Monday, November 05, 2007











UNDERSTOOD BACKWARDS, LIVED FORWARDS




The Rev. Dana Prom Smith, S.T.D., Ph.D. (11/5/07)

After I signed onto Social Security at 62, I began receiving “get ready” advertisements. First were cheery notes from the Neptune Society. Then, when I went on Medicare, they escalated. After my triple by-pass, they flourished. Insurance companies sent angst-laden, lachrymose messages, reassuring me of their profound concern about my eventual death and my survivors’ anguish as though these concerns had somehow slipped my mind. If I planned ahead, cemeteries offered bargain prices for graves, morticians for embalming, and Arkansas casket companies for caskets. All suggested financing, but no one proposed “buy now, pay later.” Finally, at 80 I got an advertisement from a crematorium. Immediately, images of the gaping, flaming maw of Don Bendel’s mile-long kiln flashed through my mind. Soon, I’ll see vultures circling in the sky dropping notes of condolence

However, lurking in this necrological avarice is a truth. Preparing for inevitabilities frees a person to focus on present. In addition to our memories, today is all we have. Søren Kierkegaard wrote, “Life can only be understood backwards, but it must be lived forwards.” Today’s a flash in the pan without hope of living forward. I learned from my heart attack that if I wanted to live longer, I had to change what I ate. Oddly, some heart attack survivors continue to smoke and eat heart clogging foods. Perhaps, Freud was right about death instincts.

The same message is now being delivered to everyone. Unless we change the way we consume our planet, we are in danger of going coronary with floods and droughts. After ravishing our planet, we can hardly expect a tête-à-tête intimacy. Organically enriching the soil, as in composting, is the price for continued bounty.

Although the coming of spring cannot be proven, we assume it as an act of faith.
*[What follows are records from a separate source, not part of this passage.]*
PR #598, opened 2024-02-24
Send SIGHUP to `yubikey-agent` if it's running and the connection fails

Ma27:
`yubikey-agent` is an SSH agent written in Go that uses the PIV module of a YubiKey for SSH[1].

Since it takes a persistent transaction on the YubiKey, using e.g. `ykman` will fail when it's active. I think it's tedious to always send a SIGHUP to it whenever I want to use `ykman`, so I added this small patch that does that for me. Inspired by what `age-plugin-yubikey` is also doing[2].

Not sure about Windows support, but I left it out because `yubikey-agent` doesn't do any Windows AFAIK and SIGHUP isn't supported there.

[1] https://github.com/FiloSottile/yubikey-agent
[2] https://github.com/str4d/age-plugin-yubikey/commit/1913838f8ed4b30c756c3c20ea5fdf1680ea97ca

### DIFF
--- a/ykman/pcsc/__init__.py
+++ b/ykman/pcsc/__init__.py
@@ -41,6 +41,10 @@ from time import sleep
 import subprocess  # nosec
 import logging
 
+import os
+import psutil
+import signal
+
 logger = logging.getLogger(__name__)
 
 
@@ -95,7 +99,7 @@ class ScardYubiKeyDevice(YkmanDevice):
         try:
             return ScardSmartCardConnection(self.reader.createConnection())
         except CardConnectionException as e:
-            if kill_scdaemon():
+            if kill_scdaemon() or kill_yubikey_agent():
                 return ScardSmartCardConnection(self.reader.createConnection())
             raise e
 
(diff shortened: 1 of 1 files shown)


dainnilsson:
Thanks! We do already have something similar in place for scdaemon (part of gpg) and I would prefer if this addition was done in the same way and place, without introducing new project dependencies. See https://github.com/Yubico/yubikey-manager/blob/main/ykman/pcsc/__init__.py#L98 for details.

Ma27:
@dainnilsson fair point! Updated accordingly! :)

dainnilsson:
Thanks! It's in the right location now, but I still think we should be able to do this without adding the psutil dependency.

Ma27:
Fair. Will look into it soonish and report back :)

Ma27:
Right, we depend on procps being installed here, so it's effectively just `pkill -HUP`. Updated the PR @dainnilsson .

dainnilsson:
Thanks. Th ecode looks fine, but you still have some unused imports that need to be removed.

PR #709, opened 2026-01-16
Add the CXF decompress method for X509 certificates

manuco:
Our key management system uses certificates in a fairly specific format corresponding to the "CXF" format defined in the draft [The Compressed X.509 Certificate Format](https://datatracker.ietf.org/doc/html/draft-pritikin-comp-x509-00).

Although this draft has not been elevated to RFC status and is now expired, the described format has been implemented by some current systems.

The purpose of this PR is to provide a simple way for Yubikey holders to read this certificate format using standard tools. It does not replace the historical operation of certificates decompression but adds two additional decompression methods selected via a simple heuristic: the first method that works provides the decompressed certificate.

### DIFF
--- a/yubikit/piv.py
+++ b/yubikit/piv.py
@@ -420,7 +420,7 @@ _FASCN_LENS = (4, 4, 6, 1, 1, 10, 1, 4, 1)
 
 
 _cxf_dictionary = bytes([
-    # This data embed pre-computed structures used by the zlib deflate algorithm
+    # This data embeds pre-computed structures used by the zlib deflate algorithm
     # It's purpose is to avoid to store the full dictionary in the compressed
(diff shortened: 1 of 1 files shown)


dainnilsson:
@manuco - We released this in 5.9.0, but some more investigation seems to show that Net iD may not be using this scheme after all. We found that the sample we have has `FDICT=0` in the header, which means the decompress call ignores the `zdict` parameter. Removing the custom dictionary completely still results in successful decompression of the certificate.

Do you have any reason to believe that CXF is actually used by any real world application? I haven't seen any documentation describing the Net iD format. As it stands, we will likely drop this in the next release and just support what seems to be a proprietary Net iD format (01 00 L1 L2 <ZLIB data>) instead.

PR #225, opened 2018-09-16
Use coverage.Coverage directly

blueyed:


blueyed:
Canceled the build manually, after enough successes.

Issue #211, opened 2018-07-04
"Module already imported so cannot be rewritten" warning with COV_CORE_SOURCE


blueyed:
I am using the following in pytest-django's tox.ini (via the suggestion in https://github.com/pytest-dev/pytest-django/pull/412#issuecomment-340077539):

```
COV_CORE_SOURCE={toxinidir}
COV_CORE_CONFIG={toxinidir}/.coveragerc
COV_CORE_DATAFILE={toxinidir}/.coverage.eager
```

However, this requires to unset `COV_CORE_SOURCE` for the inner test runs
(which uses `runpytest_subprocess`).

I've noticed this because of a warning from pytest:

> <undetermined location>
>   Module already imported so cannot be rewritten: pytest_cov

This warning however is still triggered by the outer pytest.

It makes sense, but I wonder if there is a better way to load pytest-cov eagerly by now (mentioned in the thread with #412), or if I should just configure the outer pytest to ignore this warning?

Related issue https://github.com/pytest-dev/pytest-cov/issues/148.

PR #228, opened 2018-09-21
Avoid "Module already imported" warning from pytest

blueyed:
> Module already imported so cannot be rewritten

Fixes https://github.com/pytest-dev/pytest-cov/issues/211


ionelmc:
Should we have an integration test for this (if it's easy to do)? Otherwise I don't have anything against this.

matthew-piziak:
Will this pull request be merged?

blueyed:
Merged without a test - I do not think it is worth it.

PR #230, opened 2018-09-23
Don't use deprecated config.warn

MarSoft:
`config.warn` and `node.warn` were deprecated in pytest 3.8: 
https://docs.pytest.org/en/latest/deprecations.html#config-warn-and-node-warn

### DIFF
--- a/src/pytest_cov/plugin.py
+++ b/src/pytest_cov/plugin.py
@@ -235,7 +235,10 @@ class CovPlugin(object):
                 message = 'Failed to generate report: %s\n' % exc
                 session.config.pluginmanager.getplugin("terminalreporter").write(
                     'WARNING: %s\n' % message, red=True, bold=True)
-                warnings.warn(pytest.PytestWarning(message))
+                if pytest.__version__ >= '3.8':
+                    warnings.warn(pytest.PytestWarning(message))
+                else:
+                    session.config.warn(code='COV-2', message=message)
                 self.cov_total = 0
             assert self.cov_total is not None, 'Test coverage should never be `None`'
             if self._failed_cov_total():
@@ -246,7 +249,10 @@ class CovPlugin(object):
         if self._disabled:
             message = 'Coverage disabled via --no-cov switch!'
             terminalreporter.write('WARNING: %s\n' % message, red=True, bold=True)
-            warnings.warn(pytest.PytestWarning(message))
+            if pytest.__version__ >= '3.8':
+                warnings.warn(pytest.PytestWarning(message))
+            else:
+                terminalreporter.config.warn(code='COV-1', message=message)
             return
         if self.cov_controller is None:
             return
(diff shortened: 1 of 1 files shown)


src/pytest_cov/plugin.py
```diff
@@ -234,7 +235,7 @@ def pytest_runtestloop(self, session):
                 message = 'Failed to generate report: %s\n' % exc
                 session.config.pluginmanager.getplugin("terminalreporter").write(
                     'WARNING: %s\n' % message, red=True, bold=True)
-                session.config.warn(code='COV-2', message=message)
+                warnings.warn(code='COV-2', message=message)
```
nicoddemus: This should probably be:

```python
warnings.warn(pytest.PytestWarning(message))
```

src/pytest_cov/plugin.py
```diff
@@ -245,7 +246,7 @@ def pytest_terminal_summary(self, terminalreporter):
         if self._disabled:
             message = 'Coverage disabled via --no-cov switch!'
             terminalreporter.write('WARNING: %s\n' % message, red=True, bold=True)
-            terminalreporter.config.warn(code='COV-1', message=message)
+            warnings.warn(code='COV-1', message=message)
```
nicoddemus: Ditto.

src/pytest_cov/plugin.py
```diff
@@ -234,7 +235,10 @@ def pytest_runtestloop(self, session):
                 message = 'Failed to generate report: %s\n' % exc
                 session.config.pluginmanager.getplugin("terminalreporter").write(
                     'WARNING: %s\n' % message, red=True, bold=True)
-                session.config.warn(code='COV-2', message=message)
+                if pytest.__version__ >= '3.8':
+                    warnings.warn(pytest.PytestWarning(message))
+                else:
+                    session.config.warn(code='COV-2', message=message)
```
blueyed: Might be good to have this pattern in the deprecation docs.

src/pytest_cov/plugin.py
```diff
@@ -1,5 +1,6 @@
 """Coverage plugin for pytest."""
 import os
+import warnings
```
blueyed: Could also be made conditional (`if pytest.__version__ >= '3.8':`).

src/pytest_cov/plugin.py
nicoddemus: Good idea, done: https://github.com/pytest-dev/pytest/pull/4029

adamantike:
@MarSoft, this fix doesn't work for PyTest `3.10`, as `'3.10.1' >= '3.8'` is false. Let me know if filing a separate issue is better for tracking this.

adamantike:
I've just filed PR #353, so we can have this same fix for PyTest 3.10 too!

Issue #247, opened 2018-12-18
Test "test_cover_looponfail" fails against pytest-3.9.0+


stanislavlevin:
Pytest 3.9.0 changed API for ``Testdir.runpytest_subprocess()``  and ``Testdir.run()``.
This resulted in:
```
========================================== FAILURES ===========================================
____________________________________ test_cover_looponfail ____________________________________
/usr/src/RPM/BUILD/python-module-pytest-cov-2.6.0/tests/test_pytest_cov.py:1041: in test_cover_looponfail
    script) as process:
/usr/lib/python2.7/site-packages/_pytest/pytester.py:914: in runpytest
    return self._runpytest_method(*args, **kwargs)
E   TypeError: <lambda>() got an unexpected keyword argument 'timeout'
=================================== short test summary info ===================================
FAIL tests/test_pytest_cov.py::test_cover_looponfail
```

Since the future is unknown and unknowable, save for our beliefs, planning for it is full of ironies. Albert Camus, the French philosopher, novelist, partisan of the French Resistance in WWII, and Nobel Prize winner of a generation previous, wrote: “I would rather live my life as if there is a God and die to find out there isn’t, than live my life as if there isn’t a God and die to find out there is.”

Yet, planning ahead is a form of art as well as an act of faith. Art is first agitated in the artist’s mind long before it is ever crafted into an artifact. As with life, it begins with conception. Gardeners who’ve bedded their gardens down for the winter begin planning during the winter for the unknown of spring. Their minds’ eyes are canvases on which they express their wintered imaginations. As a “movable feast,” to use the Prayer Book’s phrase, gardens can be fashioned anew each year as the gardener’s insights grow with experience.

Louis Monza, the primitive painter, once said to me during an interview that his paintings began in his dreams. He would get up in the middle of the night to sketch what he had dreamt, and finally, in the morning, begin painting. Gardeners have the same opportunity with their limitless palettes. Monza drew from his unconscious processes in the depth of the night and painted in the daylight what he most deeply felt during those midnight watches.

Art is a confession of the artist’s faith just as a garden is an expression of the gardener’s. Sadly, some gardeners’ faith is bleak with graveled expanses, weed-choked yards, and neglected beds, expressions of a faith gone sterile, hunkered down, barren of hope, without love of the soil.

As Saint Paul wrote, “So faith, hope, and love abide, these three, but the greatest of these is love.” The gardeners’ greatest is a love of life and living things. Gardeners even pray for worms, those squirrelly, elusive creatures who enrich our soil. After the wintered midnight of the gardener’s creativity, spring’s day dawns and the gardeners can once again express their faith with their palettes and canvases, shaping their gardens’ designs, refurnishing the soil, and choosing the plants, bulbs, and seeds that best express their dream in the renewal of life.